• [Work required] From the records below, copy out each line that has the word "changes".

• [Information given]

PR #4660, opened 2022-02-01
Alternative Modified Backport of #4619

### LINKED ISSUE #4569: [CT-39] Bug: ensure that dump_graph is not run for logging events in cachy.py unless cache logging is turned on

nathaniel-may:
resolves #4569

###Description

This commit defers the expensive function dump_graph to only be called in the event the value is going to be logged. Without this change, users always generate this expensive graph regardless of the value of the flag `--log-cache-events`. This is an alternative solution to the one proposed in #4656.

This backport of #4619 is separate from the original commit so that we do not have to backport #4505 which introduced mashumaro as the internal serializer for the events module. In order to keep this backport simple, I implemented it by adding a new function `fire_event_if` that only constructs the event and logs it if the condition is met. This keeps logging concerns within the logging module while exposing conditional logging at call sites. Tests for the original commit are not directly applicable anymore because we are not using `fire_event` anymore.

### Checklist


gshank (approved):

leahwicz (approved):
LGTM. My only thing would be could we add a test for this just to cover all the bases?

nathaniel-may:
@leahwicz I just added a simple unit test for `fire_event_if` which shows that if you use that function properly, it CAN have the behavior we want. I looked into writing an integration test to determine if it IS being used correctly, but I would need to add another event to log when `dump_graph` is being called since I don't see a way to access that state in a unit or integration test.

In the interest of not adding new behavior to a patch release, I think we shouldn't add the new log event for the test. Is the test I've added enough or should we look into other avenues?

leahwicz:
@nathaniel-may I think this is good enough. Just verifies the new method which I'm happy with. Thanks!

==

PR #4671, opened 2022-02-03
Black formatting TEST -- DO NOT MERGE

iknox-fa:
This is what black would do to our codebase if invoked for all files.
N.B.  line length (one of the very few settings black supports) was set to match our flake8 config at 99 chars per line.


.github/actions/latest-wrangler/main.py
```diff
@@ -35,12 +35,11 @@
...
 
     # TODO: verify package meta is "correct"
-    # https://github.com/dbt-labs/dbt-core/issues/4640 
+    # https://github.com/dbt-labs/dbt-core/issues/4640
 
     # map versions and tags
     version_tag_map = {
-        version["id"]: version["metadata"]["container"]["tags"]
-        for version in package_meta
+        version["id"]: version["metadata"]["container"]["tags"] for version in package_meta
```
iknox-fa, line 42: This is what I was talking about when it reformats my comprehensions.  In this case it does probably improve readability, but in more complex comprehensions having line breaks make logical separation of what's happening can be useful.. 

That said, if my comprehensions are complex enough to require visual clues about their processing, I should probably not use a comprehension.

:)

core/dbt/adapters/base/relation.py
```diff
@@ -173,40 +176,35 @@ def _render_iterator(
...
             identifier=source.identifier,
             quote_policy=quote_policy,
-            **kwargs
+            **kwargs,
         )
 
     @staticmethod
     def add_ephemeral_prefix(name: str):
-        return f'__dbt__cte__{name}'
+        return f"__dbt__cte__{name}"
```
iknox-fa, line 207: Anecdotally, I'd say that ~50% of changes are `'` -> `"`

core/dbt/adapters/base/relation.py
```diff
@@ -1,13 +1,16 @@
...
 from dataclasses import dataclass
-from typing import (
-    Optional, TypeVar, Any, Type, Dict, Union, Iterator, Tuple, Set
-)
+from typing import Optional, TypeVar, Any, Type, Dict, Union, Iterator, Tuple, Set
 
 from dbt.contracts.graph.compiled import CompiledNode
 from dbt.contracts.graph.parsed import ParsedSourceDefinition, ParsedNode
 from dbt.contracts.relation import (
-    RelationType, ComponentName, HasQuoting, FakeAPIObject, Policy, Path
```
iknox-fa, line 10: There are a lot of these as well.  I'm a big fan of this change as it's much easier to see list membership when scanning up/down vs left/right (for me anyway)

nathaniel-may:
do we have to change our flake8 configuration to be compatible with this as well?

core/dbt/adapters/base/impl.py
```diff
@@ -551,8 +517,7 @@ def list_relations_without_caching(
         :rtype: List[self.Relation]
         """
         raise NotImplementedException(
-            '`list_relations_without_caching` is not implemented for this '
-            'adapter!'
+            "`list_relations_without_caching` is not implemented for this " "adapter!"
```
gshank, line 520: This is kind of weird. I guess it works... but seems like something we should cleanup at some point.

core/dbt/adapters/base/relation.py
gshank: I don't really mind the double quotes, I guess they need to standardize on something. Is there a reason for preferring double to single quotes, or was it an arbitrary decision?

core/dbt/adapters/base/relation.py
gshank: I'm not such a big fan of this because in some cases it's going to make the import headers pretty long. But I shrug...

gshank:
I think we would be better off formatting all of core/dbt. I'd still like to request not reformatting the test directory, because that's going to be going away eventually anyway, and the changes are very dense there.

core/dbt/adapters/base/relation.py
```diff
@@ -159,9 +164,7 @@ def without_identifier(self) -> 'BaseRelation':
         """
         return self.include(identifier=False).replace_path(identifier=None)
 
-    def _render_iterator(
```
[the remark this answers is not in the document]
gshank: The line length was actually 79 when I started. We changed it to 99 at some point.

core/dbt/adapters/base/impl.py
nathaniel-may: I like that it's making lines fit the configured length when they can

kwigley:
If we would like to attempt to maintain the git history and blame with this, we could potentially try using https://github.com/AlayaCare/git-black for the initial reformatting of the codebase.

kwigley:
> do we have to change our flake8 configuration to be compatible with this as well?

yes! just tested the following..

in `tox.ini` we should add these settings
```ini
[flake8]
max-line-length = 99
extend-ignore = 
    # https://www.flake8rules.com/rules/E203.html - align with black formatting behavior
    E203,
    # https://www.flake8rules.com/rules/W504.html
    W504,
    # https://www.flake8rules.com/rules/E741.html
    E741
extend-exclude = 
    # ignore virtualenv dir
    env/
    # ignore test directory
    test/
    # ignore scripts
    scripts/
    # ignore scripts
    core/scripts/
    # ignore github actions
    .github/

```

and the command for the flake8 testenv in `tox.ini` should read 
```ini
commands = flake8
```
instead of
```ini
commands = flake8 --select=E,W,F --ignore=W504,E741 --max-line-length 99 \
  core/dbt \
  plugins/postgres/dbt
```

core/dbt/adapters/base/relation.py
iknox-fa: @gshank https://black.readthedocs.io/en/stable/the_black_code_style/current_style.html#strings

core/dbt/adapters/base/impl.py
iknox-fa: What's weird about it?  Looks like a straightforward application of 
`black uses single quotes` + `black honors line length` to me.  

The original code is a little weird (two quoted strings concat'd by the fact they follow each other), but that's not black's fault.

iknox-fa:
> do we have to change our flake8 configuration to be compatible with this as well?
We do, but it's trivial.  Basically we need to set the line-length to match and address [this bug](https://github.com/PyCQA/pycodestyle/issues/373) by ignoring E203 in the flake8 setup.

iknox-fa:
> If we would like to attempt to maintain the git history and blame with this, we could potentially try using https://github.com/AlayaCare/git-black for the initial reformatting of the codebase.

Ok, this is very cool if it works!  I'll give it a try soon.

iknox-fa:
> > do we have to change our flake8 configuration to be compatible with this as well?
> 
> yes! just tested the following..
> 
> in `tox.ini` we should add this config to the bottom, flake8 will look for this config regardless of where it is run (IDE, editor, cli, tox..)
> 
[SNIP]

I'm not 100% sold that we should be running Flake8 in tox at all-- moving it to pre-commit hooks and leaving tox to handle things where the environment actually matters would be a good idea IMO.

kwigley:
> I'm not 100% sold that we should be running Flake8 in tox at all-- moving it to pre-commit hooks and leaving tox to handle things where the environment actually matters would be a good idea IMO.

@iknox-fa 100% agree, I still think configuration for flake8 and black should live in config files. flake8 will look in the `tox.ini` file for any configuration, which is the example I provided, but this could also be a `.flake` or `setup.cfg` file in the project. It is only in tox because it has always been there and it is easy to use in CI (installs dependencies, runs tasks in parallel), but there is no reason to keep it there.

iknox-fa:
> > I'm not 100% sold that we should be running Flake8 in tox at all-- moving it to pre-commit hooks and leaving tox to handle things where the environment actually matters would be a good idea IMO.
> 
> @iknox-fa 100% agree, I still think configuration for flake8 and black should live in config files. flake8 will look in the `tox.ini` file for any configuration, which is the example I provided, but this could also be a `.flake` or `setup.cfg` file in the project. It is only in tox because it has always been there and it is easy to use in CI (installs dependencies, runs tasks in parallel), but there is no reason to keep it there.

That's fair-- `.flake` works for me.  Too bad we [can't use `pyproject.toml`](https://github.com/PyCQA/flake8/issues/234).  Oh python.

• [Solution to the exercise]
iknox-fa, line 207: Anecdotally, I'd say that ~50% of changes are `'` -> `"`
I think we would be better off formatting all of core/dbt. I'd still like to request not reformatting the test directory, because that's going to be going away eventually anyway, and the changes are very dense there.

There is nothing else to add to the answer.